自己身边最可靠省心的,竟然是自己收的五岁义子。
“福祸这种东西,谁说的清呢……”
感慨一声世事无常,荀涛将暗格关上,把韦伊和小荀涛赶出了书房。
“涛儿,带韦伊叔叔出去散散心吧。”
“记着,别欺负他,更别让他乱吃东西啊!”
“涛儿知道啦!”
小荀涛抬起手牵着韦伊的衣角,像个放牛的小牧童一样大摇大摆地向府外走去。
跟在后面的韦伊含着手指头,心里却在暗暗惦记着荀湛书房里的暗格。
“这次装疯卖傻,倒是不虚此行……”
“也算没有白吃这皮肉之苦!”
暗暗寻思着暗格里是否还有其他的宝贝,韦伊心里逐渐燃起了一丝希冀……
……
当晚,丁敢的军报传回廊湾。
虽然实际上只是一场和平交接,睢远早就带着杨洪和蜻蛉卫等五千兵马绕过廊湾镇北上,丁敢白捡了一座空城。
但按照荀湛的授意,丁敢还是将夺下羽阳县的“战役”写得颇为艰难,甚至用上了“枭首两千,自损上千”这样二比一的战损率。
如果是以前,荀湛定会觉得不齿。
但是,现在,荀湛已经不仅仅是荀家的少主,更是廊湾镇唯一的主人。
他要考虑的,已经不仅仅是正反善恶的问题了。
更多的,是如何获得最大的收益,以支持荀家更进一步的发展。
收到军报的第一时间,荀湛就吩咐李艾率领青狼卫驻守廊湾镇,而自己则带着军报马不停蹄向郡城邀功。

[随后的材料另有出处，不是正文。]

PR #1318, opened 2017-12-13
Fix hash()

nalimilan:
Types should always implement the two-argument version, which is the most general method.
Follow the same approach as the AbstractArray implementation in Base.

See https://discourse.julialang.org/t/a-question-on-hashes/7742.

### DIFF
--- a/src/abstractdataframe/abstractdataframe.jl
+++ b/src/abstractdataframe/abstractdataframe.jl
@@ -786,16 +786,17 @@ end
 ##
 ## Hashing
 ##
-## Make sure this agrees with isequals()
-##
 ##############################################################################
 
-function Base.hash(df::AbstractDataFrame)
-    h = hash(size(df)) + 1
+const hashdf_seed = UInt == UInt32 ? 0xfd8bb02e : 0x6215bada8c8c46de
+
+function Base.hash(df::AbstractDataFrame, h::UInt)
+    h += hashdf_seed
+    h += hash(size(df))
     for i in 1:size(df, 2)
         h = hash(df[i], h)
     end
-    return UInt(h)
+    return h
 end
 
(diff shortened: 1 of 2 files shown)


src/abstractdataframe/abstractdataframe.jl
```diff
@@ -786,16 +786,17 @@ end
 ##
 ## Hashing
 ##
-## Make sure this agrees with isequals()
-##
 ##############################################################################
 
-function Base.hash(df::AbstractDataFrame)
-    h = hash(size(df)) + 1
+const hashdf_seed = UInt == UInt32 ? 0xfd8bb02e : 0x6215bada8c8c46de
```
ararslan: It'd be nice to use the general convention of all uppercase for constants.

src/abstractdataframe/abstractdataframe.jl
```diff
@@ -786,16 +786,17 @@ end
...
+
+function Base.hash(df::AbstractDataFrame, h::UInt)
+    h += hashdf_seed
+    h += hash(size(df))
```
ararslan: `h +=  hashdf_seed + hash(size(df))`?

src/abstractdataframe/abstractdataframe.jl
nalimilan: Actually I've followed what Base does with `AbstractArray` and in other places. I'd rather be consistent with that pattern.

ararslan: Okay, that's fine

src/abstractdataframe/abstractdataframe.jl
ararslan: Works for me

“既然举世皆浊,我又何必为了一时的清白,放弃荀家的出路?”
荀家的现在是荀老爷子后半生全部的心血,荀湛绝不允许这份基业毁在自己手里!
……
当夜,廊湾镇,镇长府衙内堂。
睡梦中的韦伊,静静地睁开了眼睛。
丁敢在羽阳,荀湛去卤城,李艾守军营。
睢远杨洪更是率军北上,远去云连郡。
偌大的镇长府,正是最空虚的时候!
蹑手蹑脚钻进荀湛的书房,韦伊不敢亮灯,摸着黑找到了案牍上的第二只砚台。
轻轻一拧,书架后的暗格就悄悄显现了出来。
荀湛的确没有收纳的天赋,烈酒、金疮药、军报、密信,甚至还有女人的首饰,什么都堆放到了一起。
这是?
挑挑拣拣,尽是些没有价值的废物,直到摸到角落里最后一件一块不起眼的绢布,韦伊都没有发现他想要的东西。
正当他要将东西放回去的时候,乌云掠过,皎洁的月光透过窗户撒进了书房内。